Ditemukan Sapi Korban Lecet, Dispertan: Bisa Dikasih Obat

Tim pemantauan dan pengawasan hewan korban Dispertan Klaten saat meninjau rumah ternak di Desa Candirejo, Kecamatan Ngawen, Klaten (dok.timlo.net/aditya wijaya)

Klaten — Menjelang Idul Adha, tim dari Bidang Peternakan Dinas Pertanian (Dispertan) Klaten menggelar pemantauan pengawasan peredaran hewan korban di rumah ternak Dukuh Gabugan, Desa Candirejo, Kecamatan Ngawen, dan Pasar Hewan Pedan, Selasa (6/9). Hal itu bertujuan untuk memastikan hewan kurban yang aman dan bebas dari penyakit.

“Dari hasil pengecekan, hewan ternak yang diperdagangkan dalam kondisi sehat dan layak untuk korban,” ujar koordinator tim pemantauan dan pengawasan hewan korban Dispertan Klaten, Awiq Purwanti.

Dari pemantauan pertama di rumah ternak Dukuh Gabugan milik Siswanto, sebanyak 17 ekor sapi dengan harga per ekor mulai Rp 18 juta- Rp 22,5 juta, siap dikirm ke pemesan untuk korban. Pasalnya, kondisi sapi dalam keadaan sehat dan tidak cacat fisik sebagaimana yang dipersyaratkan dalam agama.

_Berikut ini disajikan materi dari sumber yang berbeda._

PR #621, opened 2020-11-10
refactor(preset): explicitly define `jsdom` for test environment

ahnpnl:
## Summary

Jest 27 sets default test environment to `node`, see https://github.com/facebook/jest/pull/9874. Since we need `jsdom` so we need to explicitly set it in `jest-preset.js`.

Jest 27 will still bundle `jest-environment-jsdom` in the main package and Jest 28 will separate them. However, we should just go ahead and set explicitly `jest-environment-jsdom` in our dependencies list.

More information see https://jestjs.io/blog/2020/05/05/jest-26

## Test plan

Green CI

- [ ] Yes
- [x] No

## Other information
**N.A>**

### DIFF
--- a/jest-preset.js
+++ b/jest-preset.js
@@ -11,6 +11,7 @@ module.exports = {
       },
     },
   },
+  testEnvironment: 'jsdom',
   transform: {
     '^.+\\.(ts|js|html)$': 'ts-jest',
   },
--- a/package.json
+++ b/package.json
@@ -29,6 +29,7 @@
   },
   "dependencies": {
     "@jest/create-cache-key-function": "^26.5.0",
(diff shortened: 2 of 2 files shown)


jest-preset.js
```diff
@@ -11,6 +11,7 @@ module.exports = {
       },
     },
   },
+  testEnvironment: 'jest-environment-jsdom-sixteen',
```
thymikee, line 14: isn't latest Jest using jsdom v16?

ahnpnl: for some reasons, my latest push isn't affected

ahnpnl: should be good now :)

thymikee (approved):

PR #955, opened 2021-06-10
fix: widen range for optional webpack dependency

sonallux:
## Summary

When installing `jest-preset-angular` with angular 12.0.3, two webpack versions are installed in node_modules:
- webpack `5.36.2` from `jest-preset-angular`
- webapck `5.38.1` from `@angular-devkit/build-angular`

This PR widens the range of the optional `webpack` dependency, so the package manager can deduplicate the webpack version. This will result in faster install times and smaller node_modules folder.

## Test plan

All tests are green.

- [ ] Yes
- [x] No

### DIFF
--- a/package.json
+++ b/package.json
@@ -52,7 +52,7 @@
     "jest": "^27.0.0"
   },
   "optionalDependencies": {
-    "webpack": "5.36.2"
+    "webpack": "^5.36.2"
   },
   "devDependencies": {
     "@angular-devkit/build-angular": "^0.1102.14",
--- a/package.json
+++ b/package.json
@@ -52,7 +52,7 @@
     "jest": "^27.0.0"
   },
   "optionalDependencies": {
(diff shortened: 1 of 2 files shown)


ahnpnl:
Angular 9 10 (possibly 11 too) don’t have webpack 5. I think it’s better put something like `4.x ll 5.x`

sonallux:
> Angular 9 10 (possibly 11 too) don’t have webpack 5. I think it’s better put something like `^4.0.0 || ^5.30.0` or just `>=4.0.0`

I wasn't aware that Angular 9, 10 and 11 are also still supported. I am going to change the range to `^4.0.0 || ^5.30.0`.

ahnpnl (approved):
Thanks!!

sonallux:
@ahnpnl Can you perform a new release, so everyone can benefit from this small improvement?

PR #1309, opened 2022-02-04
perf(transformer): cache useNativeEsbuild result

sorin-davidoi:
## Summary

Since the result will be the same for all transformer instances we can cache the result, thus avoiding resolving and spawning redundant processes.

For a test harness with ~3800 tests grouped in ~110 projects this translates to a reduction in running time of ~20s. Attaching a screenshot of the profile that shows how instantiation takes ~20s.

image

## Test plan

The existing tests are passing (`npm test`). Our existing test harness runs without any issues with this patch.

- [ ] Yes
- [x] No

### DIFF
--- a/src/ng-jest-transformer.ts
+++ b/src/ng-jest-transformer.ts
@@ -11,6 +11,11 @@ import type { ProjectConfigTsJest, TransformOptionsTsJest } from 'ts-jest/dist/t
 import { NgJestCompiler } from './compiler/ng-jest-compiler';
 import { NgJestConfig } from './config/ng-jest-config';
 
+// Cache the result between multiple transformer instances
+// to avoid spawning multiple processes (which can have a major
+// performance impact when used with multiple projects).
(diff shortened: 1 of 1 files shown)


src/ng-jest-transformer.ts
```diff
@@ -11,6 +11,11 @@ import type { ProjectConfigTsJest, TransformOptionsTsJest } from 'ts-jest/dist/t
 import { NgJestCompiler } from './compiler/ng-jest-compiler';
 import { NgJestConfig } from './config/ng-jest-config';
 
+// Cache the result between multiple transformer instances
+// to avoid spawning multiple processes (which can have a major
+// performance impact when used with multiple projects).
+let useNativeEsbuild: boolean | null = null;
```
ahnpnl, line 17: Can we use `boolean` only?

ahnpnl (approved):
thanks!

PR #3, opened 2016-07-20
add the init maven project and generated code

AdoHe:
@xiang90 I just noticed this project, and I think it's a better place to implement etcd v3 java client even though I add some init commits on my own repo. In this pr, I just add the init maven project and generated code, I think next I will implement the specific service client.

Hasil serupa juga terjadi saat memantau ternak di Pasar Sapi Pedan dan Pasar Kambing Keden, Pedan. Kondisi kesehatan hewan layak korban lantaran sehat fisik, dan umur telah memenuhi persyaratan untuk dikorbankan.

“Memang tadi ada sapi yang mengalami lecet, namun tidak mengurangi persyaratan untuk dijadikan hewan korban. Karena (lecet) bisa dikasih obat agar cepat kering dan tidak dihinggapi lalat,” kata Awiq Purwanti.

Ditambahkan, pengecheckan yang rutin dilakukan adalah kebuntingan dan kesehatan hewan. Sedangkan menjelang Idul Adha, pengecekan difokuskan pada kesehatan hewan ternak, asal hewan ternak, dan jumlah populasi. Meski hingga saat ini belum ada temuan, pihaknya tetap mewaspadai lalu lintas ternak dari daerah endemik tertentu.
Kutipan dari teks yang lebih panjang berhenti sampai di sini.